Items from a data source
PR #379, opened 2025-07-14
refactor(source): switch bulk delete to use v2

nicolearagao:
Replaces usage of the v1 bulk delete API with the v2 version to align
 with updated backend functionality. No UI behavior changes expected.

 Relates to JIRA: DISCOVERY-1006


mirekdlugosz (approved):
Jenkins fails because some tests execute `qpc source clear --all`, but it runs against server without https://github.com/quipucords/quipucords/pull/2998 .

Standalone job #340 is set up to use this branch, server PR #2998 and UI PR #642. There, it all passes.

We can merge server PR and re-run Jenkins here before merging.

**WHAT IS NEEDED**
Count how many lines in the records hold the string "bulk"; reply with the number alone.

**ANSWER TO THIS EXERCISE**
2